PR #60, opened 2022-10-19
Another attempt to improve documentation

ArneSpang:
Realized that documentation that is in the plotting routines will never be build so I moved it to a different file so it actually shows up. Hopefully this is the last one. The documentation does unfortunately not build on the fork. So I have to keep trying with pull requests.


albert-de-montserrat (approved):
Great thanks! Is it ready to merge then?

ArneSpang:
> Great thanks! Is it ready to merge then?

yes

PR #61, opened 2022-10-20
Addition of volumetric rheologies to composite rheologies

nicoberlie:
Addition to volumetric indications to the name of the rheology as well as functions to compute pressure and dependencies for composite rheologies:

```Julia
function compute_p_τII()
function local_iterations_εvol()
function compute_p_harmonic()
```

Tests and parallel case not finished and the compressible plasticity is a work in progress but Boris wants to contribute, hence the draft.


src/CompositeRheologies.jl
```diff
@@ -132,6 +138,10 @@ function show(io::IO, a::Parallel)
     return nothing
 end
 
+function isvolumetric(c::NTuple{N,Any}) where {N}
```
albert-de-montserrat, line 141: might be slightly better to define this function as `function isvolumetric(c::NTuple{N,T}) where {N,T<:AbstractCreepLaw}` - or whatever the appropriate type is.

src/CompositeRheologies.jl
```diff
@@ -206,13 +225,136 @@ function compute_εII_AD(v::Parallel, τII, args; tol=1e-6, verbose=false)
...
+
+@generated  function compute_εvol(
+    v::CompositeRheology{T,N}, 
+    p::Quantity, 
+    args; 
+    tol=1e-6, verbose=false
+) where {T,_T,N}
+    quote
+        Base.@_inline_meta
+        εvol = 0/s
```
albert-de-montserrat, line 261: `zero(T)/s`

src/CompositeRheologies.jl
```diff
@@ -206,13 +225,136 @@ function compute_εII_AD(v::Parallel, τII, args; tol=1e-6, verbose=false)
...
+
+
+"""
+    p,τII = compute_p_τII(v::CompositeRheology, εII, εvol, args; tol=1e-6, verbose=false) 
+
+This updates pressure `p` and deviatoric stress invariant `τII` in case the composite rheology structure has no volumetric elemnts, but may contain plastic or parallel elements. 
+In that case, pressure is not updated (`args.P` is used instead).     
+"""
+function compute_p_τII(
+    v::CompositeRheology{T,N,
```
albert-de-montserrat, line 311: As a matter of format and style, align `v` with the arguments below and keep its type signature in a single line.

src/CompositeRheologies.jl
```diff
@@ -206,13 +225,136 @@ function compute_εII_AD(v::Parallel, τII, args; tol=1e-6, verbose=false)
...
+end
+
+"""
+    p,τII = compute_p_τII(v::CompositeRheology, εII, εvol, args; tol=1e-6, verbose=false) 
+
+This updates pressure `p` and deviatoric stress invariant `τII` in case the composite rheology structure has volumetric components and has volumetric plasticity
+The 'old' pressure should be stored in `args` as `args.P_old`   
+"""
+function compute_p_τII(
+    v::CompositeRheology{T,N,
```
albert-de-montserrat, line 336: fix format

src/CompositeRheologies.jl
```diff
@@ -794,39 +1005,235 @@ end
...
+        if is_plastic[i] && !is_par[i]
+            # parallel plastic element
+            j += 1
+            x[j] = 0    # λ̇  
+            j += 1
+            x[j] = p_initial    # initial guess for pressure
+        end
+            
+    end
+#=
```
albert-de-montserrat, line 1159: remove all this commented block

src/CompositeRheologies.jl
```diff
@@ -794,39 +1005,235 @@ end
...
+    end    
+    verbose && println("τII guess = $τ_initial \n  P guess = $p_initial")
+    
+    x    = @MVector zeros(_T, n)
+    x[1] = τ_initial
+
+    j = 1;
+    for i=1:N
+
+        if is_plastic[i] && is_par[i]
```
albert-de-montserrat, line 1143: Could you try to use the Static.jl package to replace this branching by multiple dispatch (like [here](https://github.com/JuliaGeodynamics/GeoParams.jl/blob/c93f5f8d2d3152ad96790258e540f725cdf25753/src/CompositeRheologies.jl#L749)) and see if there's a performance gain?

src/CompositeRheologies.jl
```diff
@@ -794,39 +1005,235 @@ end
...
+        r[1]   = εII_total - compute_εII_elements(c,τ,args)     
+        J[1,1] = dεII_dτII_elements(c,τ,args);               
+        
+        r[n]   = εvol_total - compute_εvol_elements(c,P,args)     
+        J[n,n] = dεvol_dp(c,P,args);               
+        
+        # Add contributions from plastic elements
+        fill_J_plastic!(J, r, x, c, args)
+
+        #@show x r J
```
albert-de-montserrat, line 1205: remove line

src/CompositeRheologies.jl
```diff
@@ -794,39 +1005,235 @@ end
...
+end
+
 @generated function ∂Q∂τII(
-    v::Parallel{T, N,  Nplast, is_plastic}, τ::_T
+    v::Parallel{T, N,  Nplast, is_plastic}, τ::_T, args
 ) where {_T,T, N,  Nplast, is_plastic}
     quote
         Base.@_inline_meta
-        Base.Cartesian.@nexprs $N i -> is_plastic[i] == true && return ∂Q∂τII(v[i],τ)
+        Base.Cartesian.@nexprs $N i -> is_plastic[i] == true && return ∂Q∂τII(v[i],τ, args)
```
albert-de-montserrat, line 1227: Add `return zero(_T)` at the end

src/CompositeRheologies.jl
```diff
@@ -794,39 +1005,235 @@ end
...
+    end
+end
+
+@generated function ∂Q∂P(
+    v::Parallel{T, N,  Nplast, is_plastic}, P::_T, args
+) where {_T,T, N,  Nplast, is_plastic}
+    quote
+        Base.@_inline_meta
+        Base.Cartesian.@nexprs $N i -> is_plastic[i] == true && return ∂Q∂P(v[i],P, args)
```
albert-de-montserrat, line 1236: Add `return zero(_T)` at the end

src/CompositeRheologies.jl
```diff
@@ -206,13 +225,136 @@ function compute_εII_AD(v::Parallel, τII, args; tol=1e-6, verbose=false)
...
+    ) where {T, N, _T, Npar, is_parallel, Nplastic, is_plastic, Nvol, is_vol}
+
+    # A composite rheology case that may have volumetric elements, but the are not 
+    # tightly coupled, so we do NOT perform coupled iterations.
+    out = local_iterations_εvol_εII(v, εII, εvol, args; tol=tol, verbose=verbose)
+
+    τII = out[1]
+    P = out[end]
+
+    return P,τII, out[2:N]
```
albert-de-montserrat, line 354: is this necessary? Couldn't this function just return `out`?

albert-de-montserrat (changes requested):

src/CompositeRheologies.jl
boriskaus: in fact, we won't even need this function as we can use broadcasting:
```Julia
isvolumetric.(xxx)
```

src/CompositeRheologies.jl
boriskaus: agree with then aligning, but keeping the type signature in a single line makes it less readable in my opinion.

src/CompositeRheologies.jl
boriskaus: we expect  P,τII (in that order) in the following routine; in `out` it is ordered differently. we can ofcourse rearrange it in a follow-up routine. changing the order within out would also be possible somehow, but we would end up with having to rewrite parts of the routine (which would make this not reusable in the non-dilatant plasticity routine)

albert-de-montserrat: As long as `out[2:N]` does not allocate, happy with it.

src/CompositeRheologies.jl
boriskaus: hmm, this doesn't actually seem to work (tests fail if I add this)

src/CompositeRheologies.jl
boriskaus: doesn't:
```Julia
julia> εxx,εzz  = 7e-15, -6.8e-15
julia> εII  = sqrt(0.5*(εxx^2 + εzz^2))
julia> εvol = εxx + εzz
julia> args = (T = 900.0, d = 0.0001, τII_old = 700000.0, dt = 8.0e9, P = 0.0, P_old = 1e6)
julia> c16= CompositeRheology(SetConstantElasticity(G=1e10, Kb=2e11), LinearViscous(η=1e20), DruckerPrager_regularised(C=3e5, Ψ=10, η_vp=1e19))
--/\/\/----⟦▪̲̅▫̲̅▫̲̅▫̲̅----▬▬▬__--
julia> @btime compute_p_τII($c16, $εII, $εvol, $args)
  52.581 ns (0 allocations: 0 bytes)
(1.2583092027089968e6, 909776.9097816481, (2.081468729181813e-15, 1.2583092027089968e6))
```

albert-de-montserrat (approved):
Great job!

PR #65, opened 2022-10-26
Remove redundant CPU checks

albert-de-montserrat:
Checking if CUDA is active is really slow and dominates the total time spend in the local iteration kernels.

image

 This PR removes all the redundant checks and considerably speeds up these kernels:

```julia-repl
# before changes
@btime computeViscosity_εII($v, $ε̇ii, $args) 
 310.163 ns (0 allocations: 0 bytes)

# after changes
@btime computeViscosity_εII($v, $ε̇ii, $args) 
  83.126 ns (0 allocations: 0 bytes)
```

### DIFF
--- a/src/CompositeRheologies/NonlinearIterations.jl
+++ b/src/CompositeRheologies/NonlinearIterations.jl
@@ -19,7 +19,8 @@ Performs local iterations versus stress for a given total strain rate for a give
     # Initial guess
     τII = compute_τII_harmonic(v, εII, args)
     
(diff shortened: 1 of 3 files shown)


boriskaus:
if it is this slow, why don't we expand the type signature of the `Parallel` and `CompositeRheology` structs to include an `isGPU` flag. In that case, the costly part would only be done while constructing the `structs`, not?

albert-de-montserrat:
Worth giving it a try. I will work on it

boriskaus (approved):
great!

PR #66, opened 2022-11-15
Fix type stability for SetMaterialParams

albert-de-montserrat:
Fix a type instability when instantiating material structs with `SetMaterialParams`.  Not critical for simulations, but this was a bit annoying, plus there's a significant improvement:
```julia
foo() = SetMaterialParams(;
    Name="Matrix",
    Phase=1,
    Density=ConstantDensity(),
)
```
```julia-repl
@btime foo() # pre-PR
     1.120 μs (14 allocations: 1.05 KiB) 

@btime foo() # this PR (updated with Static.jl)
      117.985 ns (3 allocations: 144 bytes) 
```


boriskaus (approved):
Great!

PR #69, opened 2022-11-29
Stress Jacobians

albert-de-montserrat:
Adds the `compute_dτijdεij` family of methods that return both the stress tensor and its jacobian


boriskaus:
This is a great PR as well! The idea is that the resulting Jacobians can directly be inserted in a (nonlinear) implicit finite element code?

■ ■ ■

Could you state how many lines in the entries contain the word "opened"? Reply with nothing but the number.

* **Task response**
5